▶ BRIEF: Transcribe the entire listing exactly as it appears.

*****

PR #182, opened 2021-10-04
Fix CI - head_ref return empty string on master

lwronski:
`github.head_ref` only returns a non-empty value for pull request events, therefore master was [corrupted](https://github.com/VirtusLab/scala-cli/actions/runs/1294281003) by an empty value for the `group` parameter in `concurrency`.

Using github.ref should fix it because it return the branch name or tag ref that triggered the workflow

### DIFF
--- a/.github/workflows/ci.yml
+++ b/.github/workflows/ci.yml
@@ -9,7 +9,7 @@ on:
   workflow_dispatch:
 
 concurrency:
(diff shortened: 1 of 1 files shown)


tpasternak (approved):
:+1:

alexarchambault (approved):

*****

▶ YOUR SOLUTION:
PR #182, opened 2021-10-04
Fix CI - head_ref return empty string on master

lwronski:
`github.head_ref` only returns a non-empty value for pull request events, therefore master was [corrupted](https://github.com/VirtusLab/scala-cli/actions/runs/1294281003) by an empty value for the `group` parameter in `concurrency`.

Using github.ref should fix it because it return the branch name or tag ref that triggered the workflow

### DIFF
--- a/.github/workflows/ci.yml
+++ b/.github/workflows/ci.yml
@@ -9,7 +9,7 @@ on:
   workflow_dispatch:
 
 concurrency:
(diff shortened: 1 of 1 files shown)


tpasternak (approved):
:+1:

alexarchambault (approved):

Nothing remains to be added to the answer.